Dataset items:

------------------------

PR #2951, opened 2023-08-14
chore: Rust  toolchain update

dpc:
I was looking into some slowness in the CI, and it would be improved with sparse index support which was recently made stable

https://blog.rust-lang.org/2023/03/09/Rust-1.68.0.html#cargos-sparse-protocol

(+ made default in 1.70).

There's a separate PR for miniscript update, which seems to be required here as well: https://github.com/fedimint/fedimint/pull/2950

### DIFF
--- a/flake.nix
+++ b/flake.nix
@@ -28,12 +28,18 @@
     flake-utils.lib.eachDefaultSystem
       (system:
         let
-          pkgs = import nixpkgs {
-            inherit system;
-          };
 
           pkgs-unstable = import nixpkgs-unstable {
             inherit system;
+          };
+
+          pkgs = import nixpkgs {
+            inherit system;
+            overlays = [
+              (final: prev: {
+                cargo-udeps = pkgs-unstable.cargo-udeps;
+              })
+            ];
           };
 
           pkgs-kitman = import nixpkgs-kitman {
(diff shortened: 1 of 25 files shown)


justinmoon (approved):

flake.nix
```diff
@@ -28,12 +28,18 @@
...
           };
 
-          pkgs-unstable = import nixpkgs-unstable {
+          pkgs = import nixpkgs {
             inherit system;
+            overlays = [
+              (final: prev: {
+                cargo-udeps = pkgs-unstable.cargo-udeps;
+              })
+            ];
```
elsirion, line 42: What's the benefit of using the unstable udeps version this way instead of directly?

devimint/src/lib.rs
```diff
@@ -141,7 +141,7 @@ impl Gatewayd {
 
     pub async fn connect_fed(&self, fed: &Federation) -> Result<()> {
         let invite_code = fed.invite_code()?;
-        poll_max_retries("gateway connect-fed", 10, || async {
+        poll_max_retries("gateway connect-fed", 60, || async {
```
elsirion, line 144: Is this related to #2971?

elsirion (approved):

flake.nix
dpc: Can't forget about using the right once. :D

devimint/src/lib.rs
dpc: Yes. Removing it as it was moved to another PR.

------------------------

Can you restate every record above word for word?

#### Task output
PR #2951, opened 2023-08-14
chore: Rust  toolchain update

dpc:
I was looking into some slowness in the CI, and it would be improved with sparse index support which was recently made stable

https://blog.rust-lang.org/2023/03/09/Rust-1.68.0.html#cargos-sparse-protocol

(+ made default in 1.70).

There's a separate PR for miniscript update, which seems to be required here as well: https://github.com/fedimint/fedimint/pull/2950

### DIFF
--- a/flake.nix
+++ b/flake.nix
@@ -28,12 +28,18 @@
     flake-utils.lib.eachDefaultSystem
       (system:
         let
-          pkgs = import nixpkgs {
-            inherit system;
-          };
 
           pkgs-unstable = import nixpkgs-unstable {
             inherit system;
+          };
+
+          pkgs = import nixpkgs {
+            inherit system;
+            overlays = [
+              (final: prev: {
+                cargo-udeps = pkgs-unstable.cargo-udeps;
+              })
+            ];
           };
 
           pkgs-kitman = import nixpkgs-kitman {
(diff shortened: 1 of 25 files shown)


justinmoon (approved):

flake.nix
```diff
@@ -28,12 +28,18 @@
...
           };
 
-          pkgs-unstable = import nixpkgs-unstable {
+          pkgs = import nixpkgs {
             inherit system;
+            overlays = [
+              (final: prev: {
+                cargo-udeps = pkgs-unstable.cargo-udeps;
+              })
+            ];
```
elsirion, line 42: What's the benefit of using the unstable udeps version this way instead of directly?

devimint/src/lib.rs
```diff
@@ -141,7 +141,7 @@ impl Gatewayd {
 
     pub async fn connect_fed(&self, fed: &Federation) -> Result<()> {
         let invite_code = fed.invite_code()?;
-        poll_max_retries("gateway connect-fed", 10, || async {
+        poll_max_retries("gateway connect-fed", 60, || async {
```
elsirion, line 144: Is this related to #2971?

elsirion (approved):

flake.nix
dpc: Can't forget about using the right once. :D

devimint/src/lib.rs
dpc: Yes. Removing it as it was moved to another PR.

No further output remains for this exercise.